(Saved data entries)
PR #367, opened 2026-07-31
test(move-e2e-target): make e2e target QA lab

christopherferreira9:
Moves E2E target to QA lab instead of the demo app. All functionality and tests remain the same, no coverage is lost with this transition.

### Main change
This PR drops the need to have 2 apps being built in order to use a specific `projectId` that is configured for either `otp` or `magicLink`. Both secrets are now used when building the app and then `/?authFlavor=<FLAVOR>` will load up the respective <Flavor> where flavor is either `otp` or `magicLink`.

### Improvements
- There's now a new fixture called `authed-session` that allows the reuse of a single session across different spec files. This results in:
  - `export seed phrase` execution time: ~40s reduced to **~3.3s**
  - `export private key ` execution time: ~35s reduced to **~2.2s**
  - `sign typed data` execution time: ~20s reduced to **~1.8s**
  - reduced rate limiting chances as several specs can share the same auth
-  The QA lab now builds one wagmi config per config-key instead of one per mount


brtkx (approved):

SahilVasava (approved):
LGTM overall — nice cleanup. The single-build-with-`?authFlavor=` switch and the `authed-session` reuse are a solid win.

**Coverage is preserved** — test counts are identical vs main (passkey 4/4, post-auth 5/5, otp 2/2, magic-link 1/1, export 2/2); the big line deltas are just the refactor to the new fixture/helpers.

Two non-blocking observations:

1. **`post-auth.spec.ts` uses the shared `authedPage` fixture but performs session-mutating actions (logout/disconnect).** With the worker-scoped shared session, the first logout clears the context, so every following test falls back to a fresh re-login. It self-heals via the `isLabReady` fallback, so it's not incorrect — but it quietly defeats the reuse speedup exactly there and could mask a real regression as "just needed a re-login." Session-lifecycle tests are probably better on an isolated per-test session; `export.spec.ts` (0 mutations) is the ideal fit for the shared fixture.

2. **`providers.tsx` caches config at module scope (`configCache` Map).** Since this is a `'use client'` component that still renders during SSR, that Map (wagmi config + QueryClient) is shared across requests on the server, and it never evicts. Harmless for a single-user QA lab, but worth a comment so the pattern doesn't get copied into a real app.

Nit: the per-chain env RPC override (`NEXT_PUBLIC_SEPOLIA_RPC_URL` etc.) is gone in favor of the project-scoped staging default — intentional and fine, just worth a one-liner in the PR description since it changes the local override channel to URL params only.

christopherferreira9:
Nice catches @SahilVasava ! I've fixed both:
- made the cache browser-only so nothing is shared across SSR requests
- removed the logout step from `post-auth.spec.ts` as we already have coverage for this in the other specs
- added an annotation for when the fixture needs a new auth for visibility in the report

PROBLEM TO WORK ON ▸ Copy out the entries exactly. Begin at the first line and end with the line that has "### Improvements".

REPLY ▸
PR #367, opened 2026-07-31
test(move-e2e-target): make e2e target QA lab

christopherferreira9:
Moves E2E target to QA lab instead of the demo app. All functionality and tests remain the same, no coverage is lost with this transition.

### Main change
This PR drops the need to have 2 apps being built in order to use a specific `projectId` that is configured for either `otp` or `magicLink`. Both secrets are now used when building the app and then `/?authFlavor=<FLAVOR>` will load up the respective <Flavor> where flavor is either `otp` or `magicLink`.

### Improvements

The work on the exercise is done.